Ong, Orality and Literacy (1982)
The geopolitics of the oral age were terrifying. Memetic fervor turbocharged the peasant rebellions of agrarian China or the Crusades in ways that would make r/wallstreetbets traders blink. Over 20 million died in the incoherent violence of the Taiping rebellion, fought by men who imagined folk gods and Christ in one mind. Those oral societies, preferring "not the soldier, but the brave soldier, not the princess, but the beautiful princess; not the oak, but the sturdy oak", preferred worlds of dragons and great men, religious syncretism and schizophrenic conflict.
We must ask ourselves how the rational-legal infrastructure of nuclear deterrence survives in a mythic era. As Jarvis and others have emphasized, the transition to the Gutenberg age was marked by centuries of religious wars—the possibility of existential ones dramatically changes the stakes. We have not examined what role nuclear weapons play in such a world; perhaps the challenge of our time is managing this cultural megatransition. Or perhaps the AI slop will subvert it all, polluting the global village so much it forces us to live offline a little.

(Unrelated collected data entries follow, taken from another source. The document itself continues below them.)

PR #155, opened 2025-11-18
feat: Use Forge's max shard size as default

Peeja:
#### PR Dependency Tree

* **PR #155** 👈
  * **PR #156**
    * **PR #167**
      * **PR #170**

### DIFF
--- a/pkg/preparation/spaces/model/space.go
+++ b/pkg/preparation/spaces/model/space.go
@@ -9,13 +9,13 @@ import (
 )
 
 // MaxShardSize is the maximum allowed size for a shard
-const MaxShardSize = 1 << 29 // 512MB
+const MaxShardSize = 512 << 20 // 512MB
 
 // MinShardSize is the minimum allowed size for a shard
 const MinShardSize = 128
 
 // DefaultShardSize is the default size for a shard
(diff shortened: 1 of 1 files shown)


pkg/preparation/spaces/model/space.go
```diff
@@ -9,13 +9,13 @@ import (
 )
 
 // MaxShardSize is the maximum allowed size for a shard
-const MaxShardSize = 1 << 29 // 512MB
+const MaxShardSize = 512 << 20 // 512MB
```
frrist: The current max shard size is defined here: https://github.com/storacha/piri/blob/main/pkg/pdp/proof/proof.go#L114 this change will cause failures until piri is adjusted. cc @hannahhoward iirc you mentioned something about this being changed in Piri?

alanshaw: That value is the max _with padding_, I believe the value here should be the max unpadded size (266,338,304):

https://gist.github.com/alanshaw/be76c3d4ff555c3a0ee9f5b6e96b5436

Peeja: I guess I got my commits messed up. It should be 254MB. Fixed.

PR #1053, opened 2022-07-01
speedup static covariates when no casting is needed

hrzn:
Static covariates of very high dimensionality can cause performance issues due to casting
This PR avoids the casting where/when possible.


dennisbader (approved):
Looks good, thanks 👍

PR #1054, opened 2022-07-01
reintegrate prophet in core deps

hrzn:
An attempt to (maybe) reintegrate Prophet (with version 1.1)


tomasvanpottelbergh (approved):
Looks good! We shouldn't forget to update the docs at the next release.

hrzn:
I ran some tests with conda envs, Py39:

* Base environment size: 114 MB
* Size of u8darts core install, without Prophet: 984 MB
* Size of u8darts core install, with prophet==1.1: 1019 MB
* Size of u8darts pmdarima install, with prophet==1.1: 1022 MB
* Size of full install without Prophet: 1.5 GB
* Size of full install with prophet==1.1: 1.5 GB

Other observation: pmdarima depends on Cython, which is also a dependency of Prophet. [It doesn't seem to have any other potentially problematic dependency](https://github.com/alkaline-ml/pmdarima/blob/master/requirements.txt), and installed without issue with pip in my tests.

Conclusions:
* It's safe to re-integrate Prophet as its size doesn't inflate that of Darts too much
* It's probably safe to drop our pmdarima flavour and just put pmdarima in the core dependencies, and maintain only one flavour for PyTorch. @tomasvanpottelbergh thoughts?

PR #1056, opened 2022-07-04
Update coloring for graphs

colin99d:
### Summary

Currently the charting in Darts messes up if you are using custom settings in matplotlib. I am creating a default colors argument so that users can choose whether they want Dart's default colors. If this is a desired feature I can add it to the rest of the charting functions in this file, and any other files you point out.


colin99d:
Thanks for the feedback. All requested changes have been implemented.

hrzn (approved):
Thanks!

"Thus, in a society still so profoundly oral as Russia, where spying is done by ear and not by eye, at the memorable "purge" trials of the 1930's Westerners expressed bafflement than many confessed total guilt not because of what they had done but what they had thought. In a highly literate society, then, visual and behavioural conformity frees the individual for inner deviation. Not so in an oral society where inner verbailization is effective social action."
McLuhan, The Gutenberg Galaxy (1962)
There's no space to unpack this all here, all at once. It's not clear how an oral culture will cope with the unprecedented abundance and destructive capacity of today. But to read McLuhan and Ong is to understand what underlies the historical moment; what well-meaning columnists fail to capture in their diagnoses of an electoral realignment or iPad babies. Meme magic, the culture war, and vibe shifts online are best understood by placing yourself in the preliterate village world. Maybe that's why the Internet is obsessed with them—the podcasts, the perverts, the weird medieval guys. We’re villagers now, for better or worse. The question, of course, is how to avoid the consequences.
"For half a millennium, the mediators of media—editors, publishers, producers—controlled the public conversation. Now we may break free of their gatekeeping, agendas, and scarcities—while at the same time risking the loss of the value these institutions have brought in recommending quality, certifying fact, and supporting creativity. What must we create to replace these functions? The internet finally allows individuals to speak and communities of their own definitions to assemble and act, killing the mass at last. I celebrate the closing of the Mass Parenthesis."